**Excerpted data**
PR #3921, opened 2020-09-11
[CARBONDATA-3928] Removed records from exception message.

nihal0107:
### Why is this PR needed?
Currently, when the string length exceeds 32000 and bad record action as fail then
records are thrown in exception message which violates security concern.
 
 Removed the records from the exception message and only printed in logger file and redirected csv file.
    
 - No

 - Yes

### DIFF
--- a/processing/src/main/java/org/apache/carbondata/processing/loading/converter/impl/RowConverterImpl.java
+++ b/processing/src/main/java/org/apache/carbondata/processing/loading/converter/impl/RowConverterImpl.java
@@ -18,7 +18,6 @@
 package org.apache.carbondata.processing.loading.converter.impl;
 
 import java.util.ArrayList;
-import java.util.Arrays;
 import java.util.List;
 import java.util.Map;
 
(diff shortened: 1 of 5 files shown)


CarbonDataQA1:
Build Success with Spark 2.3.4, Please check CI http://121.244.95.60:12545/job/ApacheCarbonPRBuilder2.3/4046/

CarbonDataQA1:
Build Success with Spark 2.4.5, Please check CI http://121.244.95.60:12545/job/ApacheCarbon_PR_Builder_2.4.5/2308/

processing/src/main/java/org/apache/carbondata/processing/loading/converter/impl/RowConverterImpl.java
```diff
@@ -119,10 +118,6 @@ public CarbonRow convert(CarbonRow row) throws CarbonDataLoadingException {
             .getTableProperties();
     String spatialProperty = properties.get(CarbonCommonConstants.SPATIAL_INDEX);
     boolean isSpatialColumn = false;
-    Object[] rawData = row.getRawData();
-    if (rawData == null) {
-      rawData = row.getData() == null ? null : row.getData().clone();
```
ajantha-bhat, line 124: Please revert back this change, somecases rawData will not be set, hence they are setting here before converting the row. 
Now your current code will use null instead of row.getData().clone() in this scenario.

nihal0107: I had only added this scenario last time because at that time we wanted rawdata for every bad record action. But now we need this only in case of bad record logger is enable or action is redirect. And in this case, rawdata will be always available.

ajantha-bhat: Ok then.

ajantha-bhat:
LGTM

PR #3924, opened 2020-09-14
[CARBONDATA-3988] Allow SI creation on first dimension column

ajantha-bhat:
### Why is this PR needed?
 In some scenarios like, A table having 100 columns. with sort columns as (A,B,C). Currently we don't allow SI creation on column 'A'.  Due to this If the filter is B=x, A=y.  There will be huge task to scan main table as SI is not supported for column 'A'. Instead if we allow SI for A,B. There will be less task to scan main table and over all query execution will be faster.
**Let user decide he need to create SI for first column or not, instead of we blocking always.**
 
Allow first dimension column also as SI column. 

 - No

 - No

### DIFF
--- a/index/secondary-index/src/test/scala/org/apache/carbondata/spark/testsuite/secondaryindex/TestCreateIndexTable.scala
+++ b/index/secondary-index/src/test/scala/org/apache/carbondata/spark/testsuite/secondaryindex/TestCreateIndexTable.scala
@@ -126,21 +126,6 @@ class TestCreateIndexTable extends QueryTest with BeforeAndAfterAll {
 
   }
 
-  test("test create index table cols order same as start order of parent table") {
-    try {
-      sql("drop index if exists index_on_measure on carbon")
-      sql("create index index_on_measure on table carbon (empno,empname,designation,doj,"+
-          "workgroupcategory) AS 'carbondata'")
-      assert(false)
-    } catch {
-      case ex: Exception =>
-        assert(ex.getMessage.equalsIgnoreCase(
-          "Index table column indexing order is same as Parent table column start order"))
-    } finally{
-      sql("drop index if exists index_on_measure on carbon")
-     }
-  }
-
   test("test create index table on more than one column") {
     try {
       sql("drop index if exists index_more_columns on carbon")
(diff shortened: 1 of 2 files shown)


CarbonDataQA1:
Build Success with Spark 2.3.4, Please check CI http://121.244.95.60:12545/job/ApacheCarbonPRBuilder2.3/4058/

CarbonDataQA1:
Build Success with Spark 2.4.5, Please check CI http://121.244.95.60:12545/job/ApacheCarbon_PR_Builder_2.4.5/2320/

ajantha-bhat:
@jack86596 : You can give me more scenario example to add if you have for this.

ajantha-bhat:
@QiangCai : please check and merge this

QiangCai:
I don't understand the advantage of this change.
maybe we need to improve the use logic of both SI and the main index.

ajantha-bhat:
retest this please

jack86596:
--
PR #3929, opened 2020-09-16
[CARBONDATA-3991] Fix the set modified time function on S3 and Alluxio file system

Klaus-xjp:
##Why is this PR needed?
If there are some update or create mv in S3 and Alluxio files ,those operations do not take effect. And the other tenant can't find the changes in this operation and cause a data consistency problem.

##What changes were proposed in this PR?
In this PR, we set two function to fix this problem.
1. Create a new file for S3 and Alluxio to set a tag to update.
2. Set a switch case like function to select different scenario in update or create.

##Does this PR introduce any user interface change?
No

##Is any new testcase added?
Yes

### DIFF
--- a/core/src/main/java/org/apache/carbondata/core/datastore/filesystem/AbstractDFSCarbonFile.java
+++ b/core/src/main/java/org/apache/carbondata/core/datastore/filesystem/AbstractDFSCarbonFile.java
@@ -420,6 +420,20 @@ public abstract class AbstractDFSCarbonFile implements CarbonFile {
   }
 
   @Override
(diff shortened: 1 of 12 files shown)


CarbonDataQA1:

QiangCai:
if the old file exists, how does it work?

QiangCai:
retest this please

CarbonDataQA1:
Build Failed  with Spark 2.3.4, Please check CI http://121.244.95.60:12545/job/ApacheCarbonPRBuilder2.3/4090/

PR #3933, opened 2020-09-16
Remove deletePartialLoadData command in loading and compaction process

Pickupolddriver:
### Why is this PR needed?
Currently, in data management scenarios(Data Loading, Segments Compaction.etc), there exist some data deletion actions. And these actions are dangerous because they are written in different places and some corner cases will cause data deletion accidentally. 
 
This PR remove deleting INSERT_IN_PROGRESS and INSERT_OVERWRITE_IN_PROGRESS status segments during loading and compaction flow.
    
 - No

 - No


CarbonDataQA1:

**What you are asked to do**
The response must hold only the lines above from the line with "PR #3921, opened 2020-09-11" through the line with "records are thrown", each copied exactly, both ends kept.

**Answer section**
PR #3921, opened 2020-09-11
[CARBONDATA-3928] Removed records from exception message.

nihal0107:
### Why is this PR needed?
Currently, when the string length exceeds 32000 and bad record action as fail then
records are thrown in exception message which violates security concern.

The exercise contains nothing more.